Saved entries
▼
Issue #13485, opened 2024-01-06
Implement merge_sorted for struct-type columns


Hoeze:
### Description

Merging sorted dataframes on a struct-type key is not implemented yet:
```python
test_df = pl.DataFrame(
    {
        "idx_1": [1, 2, 3, 1, 2, 3],
        "idx_2": [4, 4, 5, 5, 6, 6],
        "value": [1, 2, 3, 4, 5, 6],
    }
)
test_df = test_df.with_columns(key=pl.struct('idx_1','idx_2')).sort('key')

test_df.merge_sorted(test_df, key="key")
```
```python
thread '<unnamed>' panicked at crates/polars-ops/src/frame/join/merge_sorted.rs:144:13:
not implemented
note: run with `RUST_BACKTRACE=1` environment variable to display a backtrace

---------------------------------------------------------------------------
PanicException                            Traceback (most recent call last)
Cell In[5], line 10
      1 test_df = pl.DataFrame(
      2     {
      3         "idx_1": [1, 2, 3, 1, 2, 3],
   (...)
      6     }
      7 )
      8 test_df = test_df.with_columns(key=pl.struct('idx_1','idx_2')).sort('key')
---> 10 test_df.merge_sorted(test_df, key="key")

File /opt/anaconda/lib/python3.10/site-packages/polars/dataframe/frame.py:10221, in DataFrame.merge_sorted(self, other, key)
  10157 def merge_sorted(self, other: DataFrame, key: str) -> DataFrame:
  10158     """
  10159     Take two sorted DataFrames and merge them by the sorted key.
  10160 
   (...)
  10219     └────────┴─────┘
  10220     """
> 10221     return self.lazy().merge_sorted(other.lazy(), key).collect(_eager=True)

File /opt/anaconda/lib/python3.10/site-packages/polars/lazyframe/frame.py:1706, in LazyFrame.collect(self, type_coercion, predicate_pushdown, projection_pushdown, simplify_expression, slice_pushdown, comm_subplan_elim, comm_subexpr_elim, no_optimization, streaming, _eager)
   1693     comm_subplan_elim = False
   1695 ldf = self._ldf.optimization_toggle(
   1696     type_coercion,
   1697     predicate_pushdown,
   (...)
   1704     _eager,
   1705 )
-> 1706 return wrap_df(ldf.collect())

PanicException: not implemented
```

See also https://github.com/pola-rs/polars/issues/10935#issuecomment-1879718671

[...]

PR #21205, opened 2025-02-12
feat: Implement `merge_sorted` for struct

JakubValtar:
This PR implements `merge_sort` by struct-typed columns and fixes a bug where the field column names would be empty after merging.

Closes https://github.com/pola-rs/polars/issues/20986
Closes https://github.com/pola-rs/polars/issues/13485

```python
import polars as pl

df1 = pl.DataFrame({
    "a": [{"x": 1, "y": 1}, {"x": 1, "y": 3}, {"x": 2, "y": 2}],
})
df2 = pl.DataFrame({
    "a": [{"x": 1, "y": 2}, {"x": 2, "y": 1}, {"x": 2, "y": 3}],
})

print(df1.merge_sorted(df2, "a"))

# shape: (6, 1)
# ┌───────────┐
# │ a         │
# │ ---       │
# │ struct[2] │
# ╞═══════════╡
# │ {1,1}     │
# │ {1,2}     │
# │ {1,3}     │
# │ {2,1}     │
# │ {2,2}     │
# │ {2,3}     │
# └───────────┘
```

### DIFF
--- a/crates/polars-ops/src/frame/join/merge_sorted.rs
▲
Return only the number of lines in the records above that include the string "self".

5